PR #326, opened 2024-10-30
Add more cuda tests

ahmadsharif1:
This addresses comments:

https://github.com/pytorch/torchcodec/pull/319#discussion_r1822348889
https://github.com/pytorch/torchcodec/pull/319#discussion_r1822353651

1. Add a mark in conftest.py
2. Add a decorator that passes in cpu and cuda devices
3. Adds more tests for cuda, especially batch frame extraction tests
4. Update the tensor_close function to be more tolerant of differences. The default is now 90% of the values should be within 20 of each other.

### DIFF
--- a/test/decoders/test_video_decoder_ops.py
+++ b/test/decoders/test_video_decoder_ops.py
@@ -39,6 +39,8 @@ from torchcodec.decoders._core import (
 from ..utils import (
     assert_tensor_close_on_at_least,
     assert_tensor_equal,
+    cpu_and_cuda,
+    get_tensor_compare_function,
     NASA_AUDIO,
     NASA_VIDEO,
     needs_cuda,
@@ -129,10 +131,12 @@ class TestOps:
         assert pts.item() == pytest.approx(6.006, rel=1e-3)
         assert duration.item() == pytest.approx(0.03337, rel=1e-3)
 
-    def test_get_frames_at_indices(self):
+    @pytest.mark.parametrize("device", cpu_and_cuda())
+    def test_get_frames_at_indices(self, device):
+        tensor_compare_function = get_tensor_compare_function(device)
         decoder = create_from_file(str(NASA_VIDEO.path))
********
§ Work item: Your answer should be the records above, set down exactly.

§ Reply:
PR #326, opened 2024-10-30
Add more cuda tests

ahmadsharif1:
This addresses comments:

https://github.com/pytorch/torchcodec/pull/319#discussion_r1822348889
https://github.com/pytorch/torchcodec/pull/319#discussion_r1822353651

1. Add a mark in conftest.py
2. Add a decorator that passes in cpu and cuda devices
3. Adds more tests for cuda, especially batch frame extraction tests
4. Update the tensor_close function to be more tolerant of differences. The default is now 90% of the values should be within 20 of each other.

### DIFF
--- a/test/decoders/test_video_decoder_ops.py
+++ b/test/decoders/test_video_decoder_ops.py
@@ -39,6 +39,8 @@ from torchcodec.decoders._core import (
 from ..utils import (
     assert_tensor_close_on_at_least,
     assert_tensor_equal,
+    cpu_and_cuda,
+    get_tensor_compare_function,
     NASA_AUDIO,
     NASA_VIDEO,
     needs_cuda,
@@ -129,10 +131,12 @@ class TestOps:
         assert pts.item() == pytest.approx(6.006, rel=1e-3)
         assert duration.item() == pytest.approx(0.03337, rel=1e-3)
 
-    def test_get_frames_at_indices(self):
+    @pytest.mark.parametrize("device", cpu_and_cuda())
+    def test_get_frames_at_indices(self, device):
+        tensor_compare_function = get_tensor_compare_function(device)
         decoder = create_from_file(str(NASA_VIDEO.path))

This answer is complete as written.